What are the best SOX options to use?

I don’t know. I used to suggest the following as a reasonable starting point:

sox original.wav -r 8000 -c 1 -A -t raw gth.raw resample -q

As of a few years ago, sox improved and the ‘resample’ effect got deprecated. So now I suggest just letting sox do what it thinks is best:

sox original.wav -r 8000 -c 1 -A -t raw gth.raw

At the time of writing, it uses its “rate” effect with reasonable default parameters for the bandwidth and filter characteristics. I experimented a bit with the -m, -h, -v and -s switches for the “rate” effect. I could not reliably hear a difference, let alone decide that one sounded better.

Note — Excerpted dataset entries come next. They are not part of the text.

PR #520, opened 2023-02-24
Add Series.format/1 function

Jhonatannunessilva:
This PR resolves https://github.com/elixir-nx/explorer/issues/297.

Thanks for the help @philss!

After this PR:

```elixir
iex> s1 = Explorer.Series.from_list(["a", "b", "c"])
iex> s2 = Explorer.Series.from_list(["d", "e", "f"])
iex> s3 = Explorer.Series.from_list(["g", "h", "i"])
iex> Explorer.Series.format([s1, s2, s3])
#Explorer.Series<
  Polars[3]
  string ["adg", "beh", "cfi"]
>

iex> s1 = Explorer.Series.from_list(["a", "b", "c", "d"])
iex> s2 = Explorer.Series.from_list([1, 2, 3, 4])
iex> s3 = Explorer.Series.from_list([1.5, :nan, :infinity, :neg_infinity])
iex> Explorer.Series.format([s1, "/", s2, "/", s3])
#Explorer.Series<
  Polars[4]
  string ["a/1/1.5", "b/2/NaN", "c/3/inf", "d/4/-inf"]
>

iex> s1 = Explorer.Series.from_list([<<1>>, <<239, 191, 19>>], dtype: :binary)
iex> s2 = Explorer.Series.from_list([<<3>>, <<4>>], dtype: :binary)
iex> Explorer.Series.format([s1, s2])
** (RuntimeError) External error: invalid utf-8 sequence

# With DataFrame:

iex> df = Explorer.DataFrame.new([a: ["a", "b", "c"], b: ["d", "e", "f"]])                                
#Explorer.DataFrame<
  Polars[3 x 2]
  a string ["a", "b", "c"]
  b string ["d", "e", "f"]
>

iex> Explorer.DataFrame.mutate_with(df, fn df -> [c: Explorer.Series.format([df["a"], "/", df["b"]])] end)
#Explorer.DataFrame<
  Polars[3 x 3]
  a string ["a", "b", "c"]
  b string ["d", "e", "f"]
  c string ["a/d", "b/e", "c/f"]
>

iex> ldf = Explorer.DataFrame.new([a: ["a", "b", "c"], b: ["d", "e", "f"]], lazy: true)                   
#Explorer.DataFrame<
  LazyPolars[??? x 2]
  a string ["a", "b", "c"]
  b string ["d", "e", "f"]
>

iex> Explorer.DataFrame.mutate_with(ldf, fn ldf -> [c: Explorer.Series.format([ldf["a"], "/", ldf["b"]])] end)
#Explorer.DataFrame<
  LazyPolars[??? x 3]
  a string ["a", "b", "c"]
  b string ["d", "e", "f"]
  c string ["a/d", "b/e", "c/f"]
>
```

### DIFF
--- a/lib/explorer/backend/lazy_series.ex
+++ b/lib/explorer/backend/lazy_series.ex
@@ -39,6 +39,7 @@ defmodule Explorer.Backend.LazySeries do
     pow: 2,
     fill_missing_with_value: 2,
     fill_missing_with_strategy: 2,
+    format: 2,
     concat: 2,
     coalesce: 2,
     cast: 2,
--- a/lib/explorer/backend/lazy_series.ex
+++ b/lib/explorer/backend/lazy_series.ex
@@ -39,7 +39,7 @@ defmodule Explorer.Backend.LazySeries do
     pow: 2,
     fill_missing_with_value: 2,
     fill_missing_with_strategy: 2,
-    format: 2,
+    format: 1,
     concat: 1,
     coalesce: 2,
     cast: 2,
@@ -408,6 +408,14 @@ defmodule Explorer.Backend.LazySeries do
       end
 
     Backend.Series.new(data, dtype)
+  end
+
+  @impl true
+  def format(list) do
+    series_list = Enum.map(list, &series_or_lazy_series!/1)
+    data = new(:format, [series_list], aggregations?(series_list))
+
+    Backend.Series.new(data, :string)
   end
 
   @impl true
--- a/lib/explorer/polars_backend/series.ex
+++ b/lib/explorer/polars_backend/series.ex
@@ -118,6 +118,9 @@ defmodule Explorer.PolarsBackend.Series do
   def at(series, idx), do: Shared.apply_series(series, :s_at, [idx])
 
   @impl true
+  def format(s1, s2), do: Shared.apply_series(matching_size!(s1, s2), :s_format, [s2.data])
+
+  @impl true
   def concat(s1, s2), do: Shared.apply_series(s1, :s_concat, [s2.data])
 
   @impl true
--- a/lib/explorer/polars_backend/series.ex
+++ b/lib/explorer/polars_backend/series.ex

Why does the phone system use 8kHz anyway?

There’s a certain sound quality level expected in telephone networks, and part of that is that the network carries everything up to about 3500Hz. Analog local loop specifications mention that, and pretty much all digital telephone systems use an 8kHz sampling rate, which is what you need to be able to carry audio up to 3.5kHz. Even the GSM and AMR codecs start off with the assumption that the incoming audio is limited to 3500Hz.

So the bar is set pretty low. I haven’t come across any systems which set out to provide higher quality, e.g. even skype compresses the hell out of the audio to save bandwidth. Even when both parties in a conversation have huge amounts of it. Surprising, why not aim for VOIP to sound much better than a regular telephone?